Type out the listing again, exactly, with every line included.

....................

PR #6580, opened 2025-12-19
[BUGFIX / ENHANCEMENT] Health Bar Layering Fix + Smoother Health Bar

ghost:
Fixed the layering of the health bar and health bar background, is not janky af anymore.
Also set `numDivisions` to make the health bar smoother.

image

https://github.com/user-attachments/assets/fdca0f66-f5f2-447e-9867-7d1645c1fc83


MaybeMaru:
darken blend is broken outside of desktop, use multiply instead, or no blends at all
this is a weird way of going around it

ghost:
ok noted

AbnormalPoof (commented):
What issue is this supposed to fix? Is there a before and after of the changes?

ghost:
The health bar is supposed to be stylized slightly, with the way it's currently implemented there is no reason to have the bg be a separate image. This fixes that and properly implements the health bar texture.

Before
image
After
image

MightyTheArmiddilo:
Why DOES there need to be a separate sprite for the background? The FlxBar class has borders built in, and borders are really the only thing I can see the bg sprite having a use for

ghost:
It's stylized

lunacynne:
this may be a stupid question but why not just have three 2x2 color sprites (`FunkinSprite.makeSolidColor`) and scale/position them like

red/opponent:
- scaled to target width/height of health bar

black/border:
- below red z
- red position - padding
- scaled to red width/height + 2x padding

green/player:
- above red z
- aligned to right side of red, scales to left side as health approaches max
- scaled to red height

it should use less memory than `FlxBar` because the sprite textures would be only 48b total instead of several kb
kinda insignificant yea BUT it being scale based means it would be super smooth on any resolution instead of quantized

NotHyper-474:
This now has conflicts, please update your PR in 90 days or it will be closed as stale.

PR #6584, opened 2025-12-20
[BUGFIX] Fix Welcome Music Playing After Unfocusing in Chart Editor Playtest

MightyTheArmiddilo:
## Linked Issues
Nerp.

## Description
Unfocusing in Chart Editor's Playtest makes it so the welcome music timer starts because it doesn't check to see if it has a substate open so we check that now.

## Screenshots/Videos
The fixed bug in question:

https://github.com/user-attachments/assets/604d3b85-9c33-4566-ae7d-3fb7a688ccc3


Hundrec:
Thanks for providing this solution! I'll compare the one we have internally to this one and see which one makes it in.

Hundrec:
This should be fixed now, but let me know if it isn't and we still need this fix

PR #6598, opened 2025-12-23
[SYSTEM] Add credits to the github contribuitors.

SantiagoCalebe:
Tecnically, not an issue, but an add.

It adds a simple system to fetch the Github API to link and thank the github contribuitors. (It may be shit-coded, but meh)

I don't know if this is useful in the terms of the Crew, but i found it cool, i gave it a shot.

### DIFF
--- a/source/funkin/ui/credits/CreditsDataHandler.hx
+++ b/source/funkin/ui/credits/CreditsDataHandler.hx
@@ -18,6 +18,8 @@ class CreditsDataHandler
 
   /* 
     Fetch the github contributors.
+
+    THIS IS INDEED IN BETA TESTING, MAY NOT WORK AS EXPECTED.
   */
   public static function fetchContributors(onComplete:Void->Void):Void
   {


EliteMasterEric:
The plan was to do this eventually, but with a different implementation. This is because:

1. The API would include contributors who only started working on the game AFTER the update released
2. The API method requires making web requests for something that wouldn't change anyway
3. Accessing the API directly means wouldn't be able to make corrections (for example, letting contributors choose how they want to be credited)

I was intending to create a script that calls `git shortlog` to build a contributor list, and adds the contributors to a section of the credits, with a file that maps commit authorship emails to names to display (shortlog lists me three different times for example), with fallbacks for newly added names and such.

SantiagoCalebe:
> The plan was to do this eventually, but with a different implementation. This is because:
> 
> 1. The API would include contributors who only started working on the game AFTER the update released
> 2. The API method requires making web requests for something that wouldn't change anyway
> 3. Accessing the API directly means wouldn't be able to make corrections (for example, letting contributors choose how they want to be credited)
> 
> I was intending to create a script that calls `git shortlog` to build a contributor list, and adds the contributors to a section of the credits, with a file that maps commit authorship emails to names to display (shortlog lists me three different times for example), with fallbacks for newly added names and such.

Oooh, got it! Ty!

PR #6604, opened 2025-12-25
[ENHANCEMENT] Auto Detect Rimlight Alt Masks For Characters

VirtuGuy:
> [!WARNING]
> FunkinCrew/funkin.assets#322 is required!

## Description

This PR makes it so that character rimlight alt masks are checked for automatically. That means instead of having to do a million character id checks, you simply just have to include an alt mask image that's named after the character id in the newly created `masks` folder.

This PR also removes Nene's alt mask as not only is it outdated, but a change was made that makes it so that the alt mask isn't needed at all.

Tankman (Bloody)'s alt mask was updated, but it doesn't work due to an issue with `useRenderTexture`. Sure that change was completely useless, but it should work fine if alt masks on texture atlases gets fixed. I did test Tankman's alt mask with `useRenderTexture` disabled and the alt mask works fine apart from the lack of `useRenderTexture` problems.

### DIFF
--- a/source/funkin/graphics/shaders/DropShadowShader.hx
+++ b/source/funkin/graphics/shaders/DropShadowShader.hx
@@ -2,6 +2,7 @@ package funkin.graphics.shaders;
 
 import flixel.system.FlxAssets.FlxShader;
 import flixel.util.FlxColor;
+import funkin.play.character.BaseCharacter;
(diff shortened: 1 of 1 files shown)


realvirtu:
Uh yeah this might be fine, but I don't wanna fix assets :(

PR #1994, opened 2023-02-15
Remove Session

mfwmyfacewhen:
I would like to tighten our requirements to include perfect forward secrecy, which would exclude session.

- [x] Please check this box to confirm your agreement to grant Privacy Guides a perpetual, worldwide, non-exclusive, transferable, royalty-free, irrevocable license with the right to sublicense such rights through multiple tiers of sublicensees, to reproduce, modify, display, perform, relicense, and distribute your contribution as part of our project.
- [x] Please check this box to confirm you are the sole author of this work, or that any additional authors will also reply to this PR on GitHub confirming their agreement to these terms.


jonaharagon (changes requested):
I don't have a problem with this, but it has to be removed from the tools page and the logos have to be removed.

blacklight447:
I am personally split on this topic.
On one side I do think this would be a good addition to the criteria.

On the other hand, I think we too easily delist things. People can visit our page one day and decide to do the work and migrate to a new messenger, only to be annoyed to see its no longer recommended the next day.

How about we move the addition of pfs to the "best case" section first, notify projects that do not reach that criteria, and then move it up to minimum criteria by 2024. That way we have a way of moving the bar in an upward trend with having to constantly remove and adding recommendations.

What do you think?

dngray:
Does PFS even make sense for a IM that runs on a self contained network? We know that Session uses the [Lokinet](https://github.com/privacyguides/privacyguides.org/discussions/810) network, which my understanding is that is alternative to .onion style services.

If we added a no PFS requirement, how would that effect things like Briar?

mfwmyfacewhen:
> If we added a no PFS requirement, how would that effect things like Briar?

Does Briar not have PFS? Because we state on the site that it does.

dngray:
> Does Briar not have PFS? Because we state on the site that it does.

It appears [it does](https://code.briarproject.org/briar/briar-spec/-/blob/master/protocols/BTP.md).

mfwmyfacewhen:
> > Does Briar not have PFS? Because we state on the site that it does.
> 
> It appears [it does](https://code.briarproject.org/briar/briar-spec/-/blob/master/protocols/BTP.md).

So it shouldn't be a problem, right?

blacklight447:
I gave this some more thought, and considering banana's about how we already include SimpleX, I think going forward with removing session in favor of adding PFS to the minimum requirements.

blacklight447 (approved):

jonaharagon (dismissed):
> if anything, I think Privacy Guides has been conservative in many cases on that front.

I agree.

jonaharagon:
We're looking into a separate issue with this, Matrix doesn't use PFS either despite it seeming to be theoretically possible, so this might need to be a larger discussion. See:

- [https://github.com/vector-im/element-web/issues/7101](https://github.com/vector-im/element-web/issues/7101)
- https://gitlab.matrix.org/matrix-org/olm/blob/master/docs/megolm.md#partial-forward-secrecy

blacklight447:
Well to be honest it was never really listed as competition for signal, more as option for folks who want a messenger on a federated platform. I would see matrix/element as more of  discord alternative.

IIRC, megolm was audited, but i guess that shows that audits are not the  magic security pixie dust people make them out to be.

....................

- [RESULT FOR THIS TASK]:
PR #6580, opened 2025-12-19
[BUGFIX / ENHANCEMENT] Health Bar Layering Fix + Smoother Health Bar

ghost:
Fixed the layering of the health bar and health bar background, is not janky af anymore.
Also set `numDivisions` to make the health bar smoother.

image

https://github.com/user-attachments/assets/fdca0f66-f5f2-447e-9867-7d1645c1fc83


MaybeMaru:
darken blend is broken outside of desktop, use multiply instead, or no blends at all
this is a weird way of going around it

ghost:
ok noted

AbnormalPoof (commented):
What issue is this supposed to fix? Is there a before and after of the changes?

ghost:
The health bar is supposed to be stylized slightly, with the way it's currently implemented there is no reason to have the bg be a separate image. This fixes that and properly implements the health bar texture.

Before
image
After
image

MightyTheArmiddilo:
Why DOES there need to be a separate sprite for the background? The FlxBar class has borders built in, and borders are really the only thing I can see the bg sprite having a use for

ghost:
It's stylized

lunacynne:
this may be a stupid question but why not just have three 2x2 color sprites (`FunkinSprite.makeSolidColor`) and scale/position them like

red/opponent:
- scaled to target width/height of health bar

black/border:
- below red z
- red position - padding
- scaled to red width/height + 2x padding

green/player:
- above red z
- aligned to right side of red, scales to left side as health approaches max
- scaled to red height

it should use less memory than `FlxBar` because the sprite textures would be only 48b total instead of several kb
kinda insignificant yea BUT it being scale based means it would be super smooth on any resolution instead of quantized

NotHyper-474:
This now has conflicts, please update your PR in 90 days or it will be closed as stale.

PR #6584, opened 2025-12-20
[BUGFIX] Fix Welcome Music Playing After Unfocusing in Chart Editor Playtest

MightyTheArmiddilo:
## Linked Issues
Nerp.

## Description
Unfocusing in Chart Editor's Playtest makes it so the welcome music timer starts because it doesn't check to see if it has a substate open so we check that now.

## Screenshots/Videos
The fixed bug in question:

https://github.com/user-attachments/assets/604d3b85-9c33-4566-ae7d-3fb7a688ccc3


Hundrec:
Thanks for providing this solution! I'll compare the one we have internally to this one and see which one makes it in.

Hundrec:
This should be fixed now, but let me know if it isn't and we still need this fix

PR #6598, opened 2025-12-23
[SYSTEM] Add credits to the github contribuitors.

SantiagoCalebe:
Tecnically, not an issue, but an add.

It adds a simple system to fetch the Github API to link and thank the github contribuitors. (It may be shit-coded, but meh)

I don't know if this is useful in the terms of the Crew, but i found it cool, i gave it a shot.

### DIFF
--- a/source/funkin/ui/credits/CreditsDataHandler.hx
+++ b/source/funkin/ui/credits/CreditsDataHandler.hx
@@ -18,6 +18,8 @@ class CreditsDataHandler
 
   /* 
     Fetch the github contributors.
+
+    THIS IS INDEED IN BETA TESTING, MAY NOT WORK AS EXPECTED.
   */
   public static function fetchContributors(onComplete:Void->Void):Void
   {


EliteMasterEric:
The plan was to do this eventually, but with a different implementation. This is because:

1. The API would include contributors who only started working on the game AFTER the update released
2. The API method requires making web requests for something that wouldn't change anyway
3. Accessing the API directly means wouldn't be able to make corrections (for example, letting contributors choose how they want to be credited)

I was intending to create a script that calls `git shortlog` to build a contributor list, and adds the contributors to a section of the credits, with a file that maps commit authorship emails to names to display (shortlog lists me three different times for example), with fallbacks for newly added names and such.

SantiagoCalebe:
> The plan was to do this eventually, but with a different implementation. This is because:
> 
> 1. The API would include contributors who only started working on the game AFTER the update released
> 2. The API method requires making web requests for something that wouldn't change anyway
> 3. Accessing the API directly means wouldn't be able to make corrections (for example, letting contributors choose how they want to be credited)
> 
> I was intending to create a script that calls `git shortlog` to build a contributor list, and adds the contributors to a section of the credits, with a file that maps commit authorship emails to names to display (shortlog lists me three different times for example), with fallbacks for newly added names and such.

Oooh, got it! Ty!

PR #6604, opened 2025-12-25
[ENHANCEMENT] Auto Detect Rimlight Alt Masks For Characters

VirtuGuy:
> [!WARNING]
> FunkinCrew/funkin.assets#322 is required!

## Description

This PR makes it so that character rimlight alt masks are checked for automatically. That means instead of having to do a million character id checks, you simply just have to include an alt mask image that's named after the character id in the newly created `masks` folder.

This PR also removes Nene's alt mask as not only is it outdated, but a change was made that makes it so that the alt mask isn't needed at all.

Tankman (Bloody)'s alt mask was updated, but it doesn't work due to an issue with `useRenderTexture`. Sure that change was completely useless, but it should work fine if alt masks on texture atlases gets fixed. I did test Tankman's alt mask with `useRenderTexture` disabled and the alt mask works fine apart from the lack of `useRenderTexture` problems.

### DIFF
--- a/source/funkin/graphics/shaders/DropShadowShader.hx
+++ b/source/funkin/graphics/shaders/DropShadowShader.hx
@@ -2,6 +2,7 @@ package funkin.graphics.shaders;
 
 import flixel.system.FlxAssets.FlxShader;
 import flixel.util.FlxColor;
+import funkin.play.character.BaseCharacter;
(diff shortened: 1 of 1 files shown)


realvirtu:
Uh yeah this might be fine, but I don't wanna fix assets :(

PR #1994, opened 2023-02-15
Remove Session

mfwmyfacewhen:
I would like to tighten our requirements to include perfect forward secrecy, which would exclude session.

- [x] Please check this box to confirm your agreement to grant Privacy Guides a perpetual, worldwide, non-exclusive, transferable, royalty-free, irrevocable license with the right to sublicense such rights through multiple tiers of sublicensees, to reproduce, modify, display, perform, relicense, and distribute your contribution as part of our project.
- [x] Please check this box to confirm you are the sole author of this work, or that any additional authors will also reply to this PR on GitHub confirming their agreement to these terms.


jonaharagon (changes requested):
I don't have a problem with this, but it has to be removed from the tools page and the logos have to be removed.

blacklight447:
I am personally split on this topic.
On one side I do think this would be a good addition to the criteria.

On the other hand, I think we too easily delist things. People can visit our page one day and decide to do the work and migrate to a new messenger, only to be annoyed to see its no longer recommended the next day.

How about we move the addition of pfs to the "best case" section first, notify projects that do not reach that criteria, and then move it up to minimum criteria by 2024. That way we have a way of moving the bar in an upward trend with having to constantly remove and adding recommendations.

What do you think?

dngray:
Does PFS even make sense for a IM that runs on a self contained network? We know that Session uses the [Lokinet](https://github.com/privacyguides/privacyguides.org/discussions/810) network, which my understanding is that is alternative to .onion style services.

If we added a no PFS requirement, how would that effect things like Briar?

mfwmyfacewhen:
> If we added a no PFS requirement, how would that effect things like Briar?

Does Briar not have PFS? Because we state on the site that it does.

dngray:
> Does Briar not have PFS? Because we state on the site that it does.

It appears [it does](https://code.briarproject.org/briar/briar-spec/-/blob/master/protocols/BTP.md).

mfwmyfacewhen:
> > Does Briar not have PFS? Because we state on the site that it does.
> 
> It appears [it does](https://code.briarproject.org/briar/briar-spec/-/blob/master/protocols/BTP.md).

So it shouldn't be a problem, right?

blacklight447:
I gave this some more thought, and considering banana's about how we already include SimpleX, I think going forward with removing session in favor of adding PFS to the minimum requirements.

blacklight447 (approved):

jonaharagon (dismissed):
> if anything, I think Privacy Guides has been conservative in many cases on that front.

I agree.

jonaharagon:
We're looking into a separate issue with this, Matrix doesn't use PFS either despite it seeming to be theoretically possible, so this might need to be a larger discussion. See:

- [https://github.com/vector-im/element-web/issues/7101](https://github.com/vector-im/element-web/issues/7101)
- https://gitlab.matrix.org/matrix-org/olm/blob/master/docs/megolm.md#partial-forward-secrecy

blacklight447:
Well to be honest it was never really listed as competition for signal, more as option for folks who want a messenger on a federated platform. I would see matrix/element as more of  discord alternative.

IIRC, megolm was audited, but i guess that shows that audits are not the  magic security pixie dust people make them out to be.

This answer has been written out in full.